> _Exercise instructions_
Work through the entries that follow and state how many lines contain the word "config". Only the number is wanted.

START Records for processing

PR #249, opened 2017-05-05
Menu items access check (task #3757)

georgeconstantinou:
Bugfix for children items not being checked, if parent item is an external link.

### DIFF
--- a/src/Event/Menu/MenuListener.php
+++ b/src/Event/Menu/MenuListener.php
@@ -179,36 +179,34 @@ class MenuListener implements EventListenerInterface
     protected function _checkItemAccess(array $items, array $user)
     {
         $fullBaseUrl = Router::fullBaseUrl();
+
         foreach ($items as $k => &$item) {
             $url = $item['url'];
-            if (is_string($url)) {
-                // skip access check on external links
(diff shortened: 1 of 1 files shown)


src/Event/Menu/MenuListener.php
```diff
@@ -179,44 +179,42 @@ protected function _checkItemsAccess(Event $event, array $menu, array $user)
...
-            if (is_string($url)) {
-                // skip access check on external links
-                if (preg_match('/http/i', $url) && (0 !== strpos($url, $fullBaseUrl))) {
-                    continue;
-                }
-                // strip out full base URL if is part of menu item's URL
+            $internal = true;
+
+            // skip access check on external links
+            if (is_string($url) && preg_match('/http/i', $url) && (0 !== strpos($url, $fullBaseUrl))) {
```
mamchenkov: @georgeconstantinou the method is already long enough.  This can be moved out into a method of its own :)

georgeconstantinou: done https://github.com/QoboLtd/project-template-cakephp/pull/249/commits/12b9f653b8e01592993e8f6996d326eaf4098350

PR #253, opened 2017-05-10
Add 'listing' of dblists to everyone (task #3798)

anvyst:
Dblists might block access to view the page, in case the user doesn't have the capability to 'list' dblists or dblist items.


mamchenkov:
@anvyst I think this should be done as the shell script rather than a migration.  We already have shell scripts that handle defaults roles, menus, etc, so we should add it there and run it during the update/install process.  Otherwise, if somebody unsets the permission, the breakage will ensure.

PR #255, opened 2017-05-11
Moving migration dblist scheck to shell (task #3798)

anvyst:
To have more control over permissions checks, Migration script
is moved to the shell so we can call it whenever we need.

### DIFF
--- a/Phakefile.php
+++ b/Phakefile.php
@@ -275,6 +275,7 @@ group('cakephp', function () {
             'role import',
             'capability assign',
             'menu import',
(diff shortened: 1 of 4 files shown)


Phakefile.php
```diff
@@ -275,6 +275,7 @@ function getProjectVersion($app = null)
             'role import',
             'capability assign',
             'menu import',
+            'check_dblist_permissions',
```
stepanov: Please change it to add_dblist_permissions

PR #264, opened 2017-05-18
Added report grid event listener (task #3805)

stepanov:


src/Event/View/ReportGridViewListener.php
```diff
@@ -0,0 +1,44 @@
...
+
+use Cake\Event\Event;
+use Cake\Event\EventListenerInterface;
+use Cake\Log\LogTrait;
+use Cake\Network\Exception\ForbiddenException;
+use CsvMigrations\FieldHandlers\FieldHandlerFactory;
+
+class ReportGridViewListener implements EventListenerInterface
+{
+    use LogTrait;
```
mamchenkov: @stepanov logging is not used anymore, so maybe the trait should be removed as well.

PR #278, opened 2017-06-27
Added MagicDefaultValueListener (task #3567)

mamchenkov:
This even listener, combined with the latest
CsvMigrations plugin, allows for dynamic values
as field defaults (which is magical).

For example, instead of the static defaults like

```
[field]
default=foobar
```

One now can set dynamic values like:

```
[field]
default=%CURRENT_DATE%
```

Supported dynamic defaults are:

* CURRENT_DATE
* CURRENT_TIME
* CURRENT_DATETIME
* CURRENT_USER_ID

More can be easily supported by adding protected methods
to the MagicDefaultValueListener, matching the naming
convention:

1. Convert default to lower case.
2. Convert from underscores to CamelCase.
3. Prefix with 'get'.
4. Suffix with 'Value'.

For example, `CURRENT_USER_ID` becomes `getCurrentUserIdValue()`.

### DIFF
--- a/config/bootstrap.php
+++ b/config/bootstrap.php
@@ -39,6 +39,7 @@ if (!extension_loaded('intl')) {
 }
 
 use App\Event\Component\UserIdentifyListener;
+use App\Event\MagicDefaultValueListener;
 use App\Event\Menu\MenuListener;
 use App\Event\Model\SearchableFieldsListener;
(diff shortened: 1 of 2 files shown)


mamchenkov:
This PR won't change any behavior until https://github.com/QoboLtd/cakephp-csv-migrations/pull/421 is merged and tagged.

END Records for processing

> _Response_
2